### TASK REQUIREMENTS:
Using the data below, copy every line that contains the word "will".

### SUPPLIED MATERIAL:
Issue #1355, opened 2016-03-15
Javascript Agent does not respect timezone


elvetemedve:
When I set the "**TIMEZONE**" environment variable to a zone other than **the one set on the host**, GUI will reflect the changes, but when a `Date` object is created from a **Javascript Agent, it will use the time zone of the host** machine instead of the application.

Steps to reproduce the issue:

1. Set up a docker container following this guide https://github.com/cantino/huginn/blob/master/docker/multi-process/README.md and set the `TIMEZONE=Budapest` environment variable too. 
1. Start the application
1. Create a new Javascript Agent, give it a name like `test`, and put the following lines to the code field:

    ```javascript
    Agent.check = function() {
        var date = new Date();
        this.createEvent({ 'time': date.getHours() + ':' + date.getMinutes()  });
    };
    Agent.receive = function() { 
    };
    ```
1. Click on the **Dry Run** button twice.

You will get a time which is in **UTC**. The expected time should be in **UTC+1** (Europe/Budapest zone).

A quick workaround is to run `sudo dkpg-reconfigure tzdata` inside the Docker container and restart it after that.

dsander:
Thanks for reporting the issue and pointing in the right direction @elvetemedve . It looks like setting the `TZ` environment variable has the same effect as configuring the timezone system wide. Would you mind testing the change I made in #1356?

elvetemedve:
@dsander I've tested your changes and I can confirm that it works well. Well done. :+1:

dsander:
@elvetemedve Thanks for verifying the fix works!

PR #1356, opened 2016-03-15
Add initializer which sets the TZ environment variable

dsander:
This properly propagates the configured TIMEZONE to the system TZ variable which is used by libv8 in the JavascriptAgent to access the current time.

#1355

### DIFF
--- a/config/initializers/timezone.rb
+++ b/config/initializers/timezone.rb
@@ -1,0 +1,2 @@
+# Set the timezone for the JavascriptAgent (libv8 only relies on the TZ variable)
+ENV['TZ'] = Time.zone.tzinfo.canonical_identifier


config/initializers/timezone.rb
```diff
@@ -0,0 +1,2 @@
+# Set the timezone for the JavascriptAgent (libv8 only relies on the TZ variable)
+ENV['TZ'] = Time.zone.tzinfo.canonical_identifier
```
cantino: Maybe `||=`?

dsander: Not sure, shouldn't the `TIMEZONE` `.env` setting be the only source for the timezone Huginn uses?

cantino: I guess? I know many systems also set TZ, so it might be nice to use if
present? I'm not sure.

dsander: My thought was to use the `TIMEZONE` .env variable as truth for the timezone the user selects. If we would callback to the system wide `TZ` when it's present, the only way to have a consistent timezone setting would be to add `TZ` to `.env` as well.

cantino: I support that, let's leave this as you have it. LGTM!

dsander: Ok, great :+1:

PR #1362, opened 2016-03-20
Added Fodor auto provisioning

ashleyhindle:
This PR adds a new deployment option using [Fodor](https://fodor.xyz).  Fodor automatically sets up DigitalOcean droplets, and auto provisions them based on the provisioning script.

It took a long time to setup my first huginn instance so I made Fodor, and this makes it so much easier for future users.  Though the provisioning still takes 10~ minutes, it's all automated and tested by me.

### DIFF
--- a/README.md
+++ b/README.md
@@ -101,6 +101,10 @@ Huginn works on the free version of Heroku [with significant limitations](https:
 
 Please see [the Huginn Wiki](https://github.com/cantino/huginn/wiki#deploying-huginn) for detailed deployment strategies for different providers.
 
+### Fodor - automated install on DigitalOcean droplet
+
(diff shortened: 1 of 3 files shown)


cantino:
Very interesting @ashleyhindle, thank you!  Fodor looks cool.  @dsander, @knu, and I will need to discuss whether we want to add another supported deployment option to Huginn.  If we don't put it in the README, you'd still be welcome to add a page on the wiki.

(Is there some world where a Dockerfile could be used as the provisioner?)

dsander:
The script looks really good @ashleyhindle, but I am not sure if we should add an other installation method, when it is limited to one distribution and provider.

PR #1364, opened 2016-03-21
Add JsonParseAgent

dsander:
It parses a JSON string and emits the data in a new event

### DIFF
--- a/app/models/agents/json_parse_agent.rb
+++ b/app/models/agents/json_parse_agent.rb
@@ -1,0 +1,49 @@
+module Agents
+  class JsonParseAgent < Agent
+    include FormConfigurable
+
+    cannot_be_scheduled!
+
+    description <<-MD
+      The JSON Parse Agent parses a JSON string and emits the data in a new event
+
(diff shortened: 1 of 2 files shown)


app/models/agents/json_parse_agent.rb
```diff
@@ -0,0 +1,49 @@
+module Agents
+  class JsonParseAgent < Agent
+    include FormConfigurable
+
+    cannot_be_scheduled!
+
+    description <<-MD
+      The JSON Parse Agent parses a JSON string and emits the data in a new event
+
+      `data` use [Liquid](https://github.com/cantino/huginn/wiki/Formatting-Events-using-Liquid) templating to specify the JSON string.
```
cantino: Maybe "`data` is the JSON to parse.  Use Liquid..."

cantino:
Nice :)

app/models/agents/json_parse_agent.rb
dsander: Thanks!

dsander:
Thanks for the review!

### RESPONSE AREA:
When I set the "**TIMEZONE**" environment variable to a zone other than **the one set on the host**, GUI will reflect the changes, but when a `Date` object is created from a **Javascript Agent, it will use the time zone of the host** machine instead of the application.
You will get a time which is in **UTC**. The expected time should be in **UTC+1** (Europe/Budapest zone).
Very interesting @ashleyhindle, thank you!  Fodor looks cool.  @dsander, @knu, and I will need to discuss whether we want to add another supported deployment option to Huginn.  If we don't put it in the README, you'd still be welcome to add a page on the wiki.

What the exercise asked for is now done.